Dataset entries:
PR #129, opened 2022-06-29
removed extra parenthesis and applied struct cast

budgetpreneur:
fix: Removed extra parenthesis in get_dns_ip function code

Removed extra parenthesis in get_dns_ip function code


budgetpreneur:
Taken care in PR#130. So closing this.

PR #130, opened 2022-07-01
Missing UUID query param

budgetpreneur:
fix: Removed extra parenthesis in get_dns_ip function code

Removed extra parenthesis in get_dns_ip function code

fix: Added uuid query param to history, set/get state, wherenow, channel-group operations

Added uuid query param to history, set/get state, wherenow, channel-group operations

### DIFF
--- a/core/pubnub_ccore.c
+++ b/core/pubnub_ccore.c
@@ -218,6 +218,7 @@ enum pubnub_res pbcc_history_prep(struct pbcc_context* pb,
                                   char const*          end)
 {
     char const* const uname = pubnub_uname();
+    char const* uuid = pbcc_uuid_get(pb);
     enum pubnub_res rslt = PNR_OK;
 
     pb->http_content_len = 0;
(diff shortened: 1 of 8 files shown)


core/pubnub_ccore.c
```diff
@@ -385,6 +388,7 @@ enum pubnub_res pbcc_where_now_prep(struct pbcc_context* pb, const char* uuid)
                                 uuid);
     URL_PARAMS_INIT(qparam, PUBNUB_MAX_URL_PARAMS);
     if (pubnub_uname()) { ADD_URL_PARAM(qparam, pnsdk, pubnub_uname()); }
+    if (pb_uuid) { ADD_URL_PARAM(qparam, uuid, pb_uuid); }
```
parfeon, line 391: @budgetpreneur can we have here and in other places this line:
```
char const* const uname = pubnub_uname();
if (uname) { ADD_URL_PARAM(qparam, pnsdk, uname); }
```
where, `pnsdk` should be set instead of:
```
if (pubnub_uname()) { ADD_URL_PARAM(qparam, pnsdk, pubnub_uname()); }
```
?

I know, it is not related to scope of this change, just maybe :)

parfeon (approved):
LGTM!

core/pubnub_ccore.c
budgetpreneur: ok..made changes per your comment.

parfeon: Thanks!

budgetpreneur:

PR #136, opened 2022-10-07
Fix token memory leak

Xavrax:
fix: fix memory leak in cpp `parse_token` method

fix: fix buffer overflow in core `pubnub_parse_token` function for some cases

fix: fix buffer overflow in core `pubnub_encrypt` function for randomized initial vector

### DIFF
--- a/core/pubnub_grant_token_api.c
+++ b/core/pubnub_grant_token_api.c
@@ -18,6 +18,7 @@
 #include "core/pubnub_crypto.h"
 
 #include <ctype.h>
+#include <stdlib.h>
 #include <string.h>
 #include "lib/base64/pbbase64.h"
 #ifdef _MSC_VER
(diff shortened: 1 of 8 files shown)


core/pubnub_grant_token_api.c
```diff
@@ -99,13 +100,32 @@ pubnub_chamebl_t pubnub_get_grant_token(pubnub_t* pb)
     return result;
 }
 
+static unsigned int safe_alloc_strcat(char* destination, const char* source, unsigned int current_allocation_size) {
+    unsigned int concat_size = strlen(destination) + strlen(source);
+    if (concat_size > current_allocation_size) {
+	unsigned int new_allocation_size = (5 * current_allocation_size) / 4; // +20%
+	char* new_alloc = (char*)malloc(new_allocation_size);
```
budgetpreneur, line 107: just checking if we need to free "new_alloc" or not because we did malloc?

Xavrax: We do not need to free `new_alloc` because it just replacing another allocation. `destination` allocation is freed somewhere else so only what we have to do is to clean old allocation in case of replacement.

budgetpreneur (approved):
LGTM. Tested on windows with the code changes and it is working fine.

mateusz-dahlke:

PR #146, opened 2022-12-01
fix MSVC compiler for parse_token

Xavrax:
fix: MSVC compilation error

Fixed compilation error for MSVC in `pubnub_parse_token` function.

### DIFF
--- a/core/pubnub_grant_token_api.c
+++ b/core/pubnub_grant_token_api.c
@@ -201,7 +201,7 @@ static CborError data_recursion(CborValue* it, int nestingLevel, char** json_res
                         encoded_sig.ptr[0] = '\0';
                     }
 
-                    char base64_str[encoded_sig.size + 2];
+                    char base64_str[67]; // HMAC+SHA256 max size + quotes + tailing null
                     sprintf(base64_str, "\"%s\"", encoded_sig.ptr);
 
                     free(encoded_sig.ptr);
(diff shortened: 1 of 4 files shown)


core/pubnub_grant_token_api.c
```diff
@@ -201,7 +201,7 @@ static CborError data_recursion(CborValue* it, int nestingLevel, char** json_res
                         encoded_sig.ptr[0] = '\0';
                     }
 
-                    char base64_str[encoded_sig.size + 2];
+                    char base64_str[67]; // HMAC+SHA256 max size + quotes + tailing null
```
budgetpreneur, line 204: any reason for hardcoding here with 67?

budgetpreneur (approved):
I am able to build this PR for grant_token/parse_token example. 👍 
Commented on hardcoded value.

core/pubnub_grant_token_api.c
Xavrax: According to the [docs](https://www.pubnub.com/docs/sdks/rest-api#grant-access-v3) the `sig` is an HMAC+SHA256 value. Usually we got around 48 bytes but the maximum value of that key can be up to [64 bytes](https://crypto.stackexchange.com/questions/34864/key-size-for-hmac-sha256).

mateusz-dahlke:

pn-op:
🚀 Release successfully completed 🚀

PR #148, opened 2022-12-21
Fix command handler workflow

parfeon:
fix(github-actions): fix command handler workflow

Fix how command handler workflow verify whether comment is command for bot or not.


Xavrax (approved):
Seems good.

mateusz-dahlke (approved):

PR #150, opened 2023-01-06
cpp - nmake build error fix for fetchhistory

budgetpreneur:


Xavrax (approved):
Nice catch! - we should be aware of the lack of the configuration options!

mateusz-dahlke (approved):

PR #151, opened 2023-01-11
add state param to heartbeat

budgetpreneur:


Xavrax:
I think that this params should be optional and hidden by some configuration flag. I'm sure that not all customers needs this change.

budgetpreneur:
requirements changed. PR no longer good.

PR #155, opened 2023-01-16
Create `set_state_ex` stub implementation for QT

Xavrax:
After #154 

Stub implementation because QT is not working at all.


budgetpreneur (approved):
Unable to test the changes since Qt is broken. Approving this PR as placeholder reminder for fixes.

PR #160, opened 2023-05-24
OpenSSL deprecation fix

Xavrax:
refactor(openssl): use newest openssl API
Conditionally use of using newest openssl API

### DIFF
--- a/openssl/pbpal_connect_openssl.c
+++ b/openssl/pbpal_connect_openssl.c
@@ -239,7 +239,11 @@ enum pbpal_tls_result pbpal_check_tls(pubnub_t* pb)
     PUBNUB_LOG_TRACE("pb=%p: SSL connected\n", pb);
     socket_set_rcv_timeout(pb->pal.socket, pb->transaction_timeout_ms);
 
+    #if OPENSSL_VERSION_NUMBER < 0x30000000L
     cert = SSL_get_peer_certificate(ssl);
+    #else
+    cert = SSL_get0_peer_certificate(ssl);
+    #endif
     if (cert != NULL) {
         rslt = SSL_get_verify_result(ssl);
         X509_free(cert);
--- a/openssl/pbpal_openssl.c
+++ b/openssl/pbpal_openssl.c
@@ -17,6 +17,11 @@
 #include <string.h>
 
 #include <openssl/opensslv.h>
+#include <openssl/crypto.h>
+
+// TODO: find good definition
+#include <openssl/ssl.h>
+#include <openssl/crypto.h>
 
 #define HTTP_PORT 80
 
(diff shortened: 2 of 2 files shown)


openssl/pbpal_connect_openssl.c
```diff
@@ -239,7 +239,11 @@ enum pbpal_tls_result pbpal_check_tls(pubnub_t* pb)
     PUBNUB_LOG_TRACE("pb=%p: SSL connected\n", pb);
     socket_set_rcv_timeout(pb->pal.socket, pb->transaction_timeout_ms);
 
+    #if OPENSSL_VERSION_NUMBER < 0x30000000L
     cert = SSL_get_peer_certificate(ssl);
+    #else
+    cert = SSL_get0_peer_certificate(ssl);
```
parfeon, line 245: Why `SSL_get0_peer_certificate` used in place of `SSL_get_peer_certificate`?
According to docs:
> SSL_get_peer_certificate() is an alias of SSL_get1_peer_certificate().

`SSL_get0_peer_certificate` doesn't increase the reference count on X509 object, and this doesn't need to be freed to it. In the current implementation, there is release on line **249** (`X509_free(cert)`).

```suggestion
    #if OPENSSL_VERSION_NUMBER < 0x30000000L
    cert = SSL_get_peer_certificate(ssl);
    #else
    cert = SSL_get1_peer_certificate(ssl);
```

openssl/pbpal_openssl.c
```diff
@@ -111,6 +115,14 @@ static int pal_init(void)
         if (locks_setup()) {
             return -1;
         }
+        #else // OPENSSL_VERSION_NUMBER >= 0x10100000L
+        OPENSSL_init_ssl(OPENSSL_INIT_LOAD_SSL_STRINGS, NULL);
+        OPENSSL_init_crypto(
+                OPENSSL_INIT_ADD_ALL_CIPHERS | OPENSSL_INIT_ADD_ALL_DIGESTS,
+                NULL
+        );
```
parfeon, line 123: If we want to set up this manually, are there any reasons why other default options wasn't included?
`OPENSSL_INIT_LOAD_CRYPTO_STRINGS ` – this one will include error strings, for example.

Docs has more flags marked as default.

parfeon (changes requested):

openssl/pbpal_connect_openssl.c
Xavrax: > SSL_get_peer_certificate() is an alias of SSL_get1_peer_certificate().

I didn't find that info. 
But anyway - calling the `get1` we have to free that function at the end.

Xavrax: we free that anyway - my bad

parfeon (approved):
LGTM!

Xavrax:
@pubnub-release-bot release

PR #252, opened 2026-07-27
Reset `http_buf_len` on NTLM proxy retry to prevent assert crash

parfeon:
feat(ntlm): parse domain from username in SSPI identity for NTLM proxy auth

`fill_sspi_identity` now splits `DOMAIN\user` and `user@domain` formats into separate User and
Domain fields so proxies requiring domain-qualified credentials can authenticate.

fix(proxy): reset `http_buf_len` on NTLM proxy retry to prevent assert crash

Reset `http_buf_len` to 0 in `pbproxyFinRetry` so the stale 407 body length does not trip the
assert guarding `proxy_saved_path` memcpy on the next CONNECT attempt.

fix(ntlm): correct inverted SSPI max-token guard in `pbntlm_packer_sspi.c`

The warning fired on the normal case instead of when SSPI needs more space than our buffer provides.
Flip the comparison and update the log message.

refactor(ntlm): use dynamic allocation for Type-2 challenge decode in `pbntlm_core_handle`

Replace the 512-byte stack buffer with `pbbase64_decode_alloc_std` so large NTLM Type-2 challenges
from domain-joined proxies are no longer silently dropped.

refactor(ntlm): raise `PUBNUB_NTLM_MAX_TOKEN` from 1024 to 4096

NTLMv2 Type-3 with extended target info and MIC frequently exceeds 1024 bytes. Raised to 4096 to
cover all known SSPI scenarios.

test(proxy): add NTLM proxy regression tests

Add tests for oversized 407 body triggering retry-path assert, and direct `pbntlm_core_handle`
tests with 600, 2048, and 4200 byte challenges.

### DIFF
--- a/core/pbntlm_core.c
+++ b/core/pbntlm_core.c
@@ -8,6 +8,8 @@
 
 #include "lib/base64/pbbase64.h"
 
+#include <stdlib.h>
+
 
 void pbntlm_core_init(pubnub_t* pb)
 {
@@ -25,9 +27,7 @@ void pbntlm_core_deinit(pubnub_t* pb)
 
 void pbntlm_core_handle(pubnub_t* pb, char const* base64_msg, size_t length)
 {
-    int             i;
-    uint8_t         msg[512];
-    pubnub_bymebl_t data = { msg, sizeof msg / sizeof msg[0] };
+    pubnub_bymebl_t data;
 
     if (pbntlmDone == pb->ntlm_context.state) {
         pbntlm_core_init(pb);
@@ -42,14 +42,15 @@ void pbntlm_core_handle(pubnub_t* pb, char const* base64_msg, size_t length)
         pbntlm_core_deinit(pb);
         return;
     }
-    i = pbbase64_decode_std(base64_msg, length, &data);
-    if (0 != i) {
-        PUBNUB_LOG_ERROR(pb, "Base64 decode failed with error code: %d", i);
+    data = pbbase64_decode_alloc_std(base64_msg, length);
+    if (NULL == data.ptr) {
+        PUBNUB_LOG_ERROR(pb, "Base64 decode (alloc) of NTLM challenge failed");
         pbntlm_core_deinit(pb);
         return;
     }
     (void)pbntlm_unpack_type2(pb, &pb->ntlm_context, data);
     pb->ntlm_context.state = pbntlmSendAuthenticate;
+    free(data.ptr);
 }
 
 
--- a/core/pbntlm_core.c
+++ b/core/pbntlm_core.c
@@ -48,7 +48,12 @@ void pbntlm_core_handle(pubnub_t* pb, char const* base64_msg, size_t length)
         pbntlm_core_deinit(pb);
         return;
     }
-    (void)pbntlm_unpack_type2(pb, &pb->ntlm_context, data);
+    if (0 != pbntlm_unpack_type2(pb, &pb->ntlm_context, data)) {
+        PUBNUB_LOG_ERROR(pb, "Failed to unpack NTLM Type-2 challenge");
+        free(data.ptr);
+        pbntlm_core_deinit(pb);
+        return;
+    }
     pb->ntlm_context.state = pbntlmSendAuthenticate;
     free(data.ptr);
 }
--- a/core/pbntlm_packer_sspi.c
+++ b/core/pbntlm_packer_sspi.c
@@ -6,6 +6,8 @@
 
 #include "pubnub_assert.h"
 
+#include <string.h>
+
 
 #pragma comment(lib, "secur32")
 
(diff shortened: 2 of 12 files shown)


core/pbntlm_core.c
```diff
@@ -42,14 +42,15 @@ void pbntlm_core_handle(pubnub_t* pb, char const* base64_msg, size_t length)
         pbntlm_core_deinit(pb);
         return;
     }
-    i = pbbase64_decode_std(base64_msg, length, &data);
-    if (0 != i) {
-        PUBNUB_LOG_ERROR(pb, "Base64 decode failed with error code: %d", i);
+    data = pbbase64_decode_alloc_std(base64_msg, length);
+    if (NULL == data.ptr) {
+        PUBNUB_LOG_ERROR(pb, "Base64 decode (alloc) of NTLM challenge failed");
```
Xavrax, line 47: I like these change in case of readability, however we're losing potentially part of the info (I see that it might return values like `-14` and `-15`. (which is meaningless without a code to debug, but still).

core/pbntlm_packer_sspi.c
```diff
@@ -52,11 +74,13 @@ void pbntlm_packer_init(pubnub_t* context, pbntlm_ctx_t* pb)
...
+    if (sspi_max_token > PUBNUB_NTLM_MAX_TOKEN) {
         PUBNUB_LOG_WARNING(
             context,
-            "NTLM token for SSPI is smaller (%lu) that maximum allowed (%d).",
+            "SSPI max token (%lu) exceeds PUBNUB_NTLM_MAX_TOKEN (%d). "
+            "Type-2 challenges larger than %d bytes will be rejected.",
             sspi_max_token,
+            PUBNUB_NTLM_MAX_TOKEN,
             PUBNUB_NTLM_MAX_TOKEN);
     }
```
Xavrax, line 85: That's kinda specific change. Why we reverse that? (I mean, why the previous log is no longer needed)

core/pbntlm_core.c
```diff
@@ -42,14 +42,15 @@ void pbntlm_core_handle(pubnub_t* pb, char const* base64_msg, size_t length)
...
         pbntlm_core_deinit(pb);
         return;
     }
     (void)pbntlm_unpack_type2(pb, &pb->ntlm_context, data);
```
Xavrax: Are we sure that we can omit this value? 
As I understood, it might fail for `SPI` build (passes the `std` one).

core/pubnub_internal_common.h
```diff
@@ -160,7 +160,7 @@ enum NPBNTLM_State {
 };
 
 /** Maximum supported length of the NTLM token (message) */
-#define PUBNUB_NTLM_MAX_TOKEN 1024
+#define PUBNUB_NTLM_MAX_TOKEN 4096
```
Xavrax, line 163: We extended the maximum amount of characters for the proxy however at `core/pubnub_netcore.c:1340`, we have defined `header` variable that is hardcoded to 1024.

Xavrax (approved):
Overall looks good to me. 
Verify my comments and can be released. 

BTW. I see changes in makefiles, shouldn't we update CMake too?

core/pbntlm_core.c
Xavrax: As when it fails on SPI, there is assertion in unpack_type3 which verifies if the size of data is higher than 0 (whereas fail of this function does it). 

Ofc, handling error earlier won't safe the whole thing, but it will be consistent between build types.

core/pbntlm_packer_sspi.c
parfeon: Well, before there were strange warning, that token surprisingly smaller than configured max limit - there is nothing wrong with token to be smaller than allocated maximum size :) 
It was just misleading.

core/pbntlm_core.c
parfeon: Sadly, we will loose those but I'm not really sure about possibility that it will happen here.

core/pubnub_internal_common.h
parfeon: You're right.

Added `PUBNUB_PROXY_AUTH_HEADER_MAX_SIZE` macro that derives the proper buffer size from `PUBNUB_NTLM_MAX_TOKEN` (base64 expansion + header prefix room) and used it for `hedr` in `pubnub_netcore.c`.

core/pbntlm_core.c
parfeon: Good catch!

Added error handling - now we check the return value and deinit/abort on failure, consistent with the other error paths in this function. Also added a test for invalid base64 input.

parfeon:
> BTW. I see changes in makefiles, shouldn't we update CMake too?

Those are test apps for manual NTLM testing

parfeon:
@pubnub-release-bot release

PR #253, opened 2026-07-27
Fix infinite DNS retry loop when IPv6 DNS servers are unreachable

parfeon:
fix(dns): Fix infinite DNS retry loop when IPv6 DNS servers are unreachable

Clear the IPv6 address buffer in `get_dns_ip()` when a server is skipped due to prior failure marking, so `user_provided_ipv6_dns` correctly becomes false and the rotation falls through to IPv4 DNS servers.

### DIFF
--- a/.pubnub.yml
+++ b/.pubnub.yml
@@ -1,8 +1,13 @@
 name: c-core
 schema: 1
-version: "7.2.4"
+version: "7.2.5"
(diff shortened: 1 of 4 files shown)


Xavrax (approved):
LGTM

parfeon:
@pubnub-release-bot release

What to work on: Above are some records. Copy each of their lines that holds the string "proxies".

Output:
Domain fields so proxies requiring domain-qualified credentials can authenticate.
from domain-joined proxies are no longer silently dropped.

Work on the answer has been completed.